From the line containing "prayansh, line 6: if" down to the last line of the records below, restate each line word for word and leave out the rest.

[Collected data]
+--
PR #33, opened 2021-08-03
Add release automation script.

bsneed:
- Added release.sh
- Updated releasing.md
- Added safety text in Version.swift to deter by-hand modification.

### DIFF
--- a/Sources/Segment/Version.swift
+++ b/Sources/Segment/Version.swift
@@ -7,5 +7,12 @@
 
 // Referred to by Analytics.swift
 
+// DO NOT MODIFY THIS FILE BY HAND!!
+// DO NOT MODIFY THIS FILE BY HAND!!
+// DO NOT MODIFY THIS FILE BY HAND!!
+// DO NOT MODIFY THIS FILE BY HAND!!
+
+// Use release.sh's automation.
+
 // BREAKING.FEATURE.FIX
 internal let __segment_version = "1.0.1"
--- a/release.sh
+++ b/release.sh
@@ -1,0 +1,110 @@
+#!/bin/bash
+
+vercomp () {
+	if [[ $1 == $2 ]]
+	then
+		return 0
+	fi
+	local IFS=.
+	local i ver1=($1) ver2=($2)
+	# fill empty fields in ver1 with zeros
+	for ((i=${#ver1[@]}; i<${#ver2[@]}; i++))
+	do
+		ver1[i]=0
+	done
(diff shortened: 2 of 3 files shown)


Sources/Segment/Version.swift
```diff
@@ -7,5 +7,12 @@
 
 // Referred to by Analytics.swift
 
+// DO NOT MODIFY THIS FILE BY HAND!!
+// DO NOT MODIFY THIS FILE BY HAND!!
+// DO NOT MODIFY THIS FILE BY HAND!!
+// DO NOT MODIFY THIS FILE BY HAND!!
```
prayansh, line 13: 😂

release.sh
```diff
@@ -0,0 +1,110 @@
...
+# check that we're on the `main` branch
+branch=$(git rev-parse --abbrev-ref HEAD)
+if [ branch != 'main' ] 
+then
+	echo "The 'main' branch must be the current branch out to make a release."
+	echo "You are currently on: $branch"
+	exit 1
+fi
+
+versionFile="./sources/Segment/version.swift"
```
prayansh: not sure if `V` needs to be uppercase

release.sh
```diff
@@ -0,0 +1,110 @@
+#!/bin/bash
+
+vercomp () {
+	if [[ $1 == $2 ]]
+	then
+		return 0
```
prayansh, line 6: if the new version is the same as old version, we should error out, right?

release.sh
```diff
@@ -0,0 +1,110 @@
...
+	echo "New version must be greater than previous version ($version)."
+	exit 1
+fi
+
+# get the commits since the last release...
+# note: we do this here so the "Version x.x.x" commit doesn't show up in logs.
+changelog=git log --pretty=format:"- (%an) %s" $(git describe --tags --abbrev=0 @^)..@
+tempFile=$(mktemp)
+#write changelog to temp file.
+echo $changelog >> $tempFile
```
prayansh, line 94: whats the reason for a temp file?

prayansh (approved):
added some comments, but looks good

release.sh
bsneed: yup

release.sh
bsneed: case insensitive file system; but yeah it should be.

release.sh
bsneed: I write the changelog out there, and then gh release will read it in from there.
+--
FINISHED TASK
prayansh, line 6: if the new version is the same as old version, we should error out, right?

release.sh
```diff
@@ -0,0 +1,110 @@
...
+	echo "New version must be greater than previous version ($version)."
+	exit 1
+fi
+
+# get the commits since the last release...
+# note: we do this here so the "Version x.x.x" commit doesn't show up in logs.
+changelog=git log --pretty=format:"- (%an) %s" $(git describe --tags --abbrev=0 @^)..@
+tempFile=$(mktemp)
+#write changelog to temp file.
+echo $changelog >> $tempFile
```
prayansh, line 94: whats the reason for a temp file?

prayansh (approved):
added some comments, but looks good

release.sh
bsneed: yup

release.sh
bsneed: case insensitive file system; but yeah it should be.

release.sh
bsneed: I write the changelog out there, and then gh release will read it in from there.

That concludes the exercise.